1. Field of the Invention
The present invention relates generally to beam index color television receivers, and, more particularly, is directed to a circuit for controlling the electron beam in a beam index color television receiver.
2. Description of the Prior Art
Beam index color television receivers are known which include a color cathode ray tube having a phosphor screen with red, green and blue color phosphor stripes arranged thereon in the horizontal line scanning direction and with phosphor index stripes arranged on the inner surface thereof also in the horizontal line scanning direction. As is well known, the color the phosphor stipes are arranged in RGB triads repetitively across the screen so as to be scanned by the single electron beam as the latter effects a horizontal line scan in, for example, left-to-right traverse. As the electron beam scans the color phosphor stripes, it also scans the index strips which emit light when excited by the scanning electron beam. A photo-detector responds to each excited phosphor index stripe to produce a signal whose frequency is equal to the frequency at which the phosphor index stripes are excited. Thus, as the electron beam scans a horizontal line across the display screen, the photo-detector generates a periodic index signal. The index signal which is derived from the scanning of the aforementioned phosphor index stripes is used to gate red, green and blue primary color signals onto, for example, the first grid of the cathode ray tube in successive time sequence. In particular, the electron beam is density-modulated with the red primary color signal when the electron beam scans each red phosphor stripe, with the green primary color signal when the beam scans each green phosphor stripe, and with the blue primary color signal when the beam scans each blue phosphor stripe, respectively. In such beam index color television receivers, it is known to arrange the index stripes so that three index stripes are provided for every two sets or triads of red, green and blue color phosphor stripes so that the pitch of the index phosphor stripes is not equal to an integer multiple of the pitch of one set or triad of color phosphor stripes. With such an arrangement, the phase of the index signal is not shifted with the varying excitation of the color phosphor stripes.

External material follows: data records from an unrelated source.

PR #11440, opened 2026-04-30
chore: Remove NuGet package caching

svlachakis:
## Changes

Fixes random CI failures on NuGet Caching

- Remove caching because it's racing and failing. Doesn't seem to be worth the overhead of adding warmup job.

- [ ] Optimization
- [ ] Refactoring
- [ ] Documentation update
- [ ] Build-related changes
- [ ] Other: _Description_

#### Requires testing

- [ ] Yes
- [x] No


svlachakis:
@claude review again

svlachakis:
@claude review again

LukaszRozmej (approved):

rubo (changes requested):
Too complicated approach and too much code just to shave off a minute or two from _some_ heavy projects, while a lot of tests will take 8 minutes or more anyway?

However, when the index stripes are so arranged, the gating of the primary color signals to modulate the scanning electron beam in respect to the respective color phosphor stripes becomes difficult. In such a case, the index signal is supplied to, for example, a PLL (phase-locked loop) circuit where it is frequency-multiplied to produce a signal having a frequency three times that of the so-called triplet frequency, the latter being determined by the pitch of one set or triad of color phosphor stripes and the scanning speed of the electron beam. However, when the signal having a frequency three times that of the triplex frequency is supplied to a one-third frequency divider to provide, for example, 3-phase gate signals for gating the respective primary color signals, to the control grid of the cathode ray tube it is necessary to provide a separate control means so that, upon initiation of the horizontal scanning operation, the respective gate signals have their phases aligned or matched to gate the primary color signals when the electron beam is positioned in respect to the corresponding color phosphor stripes.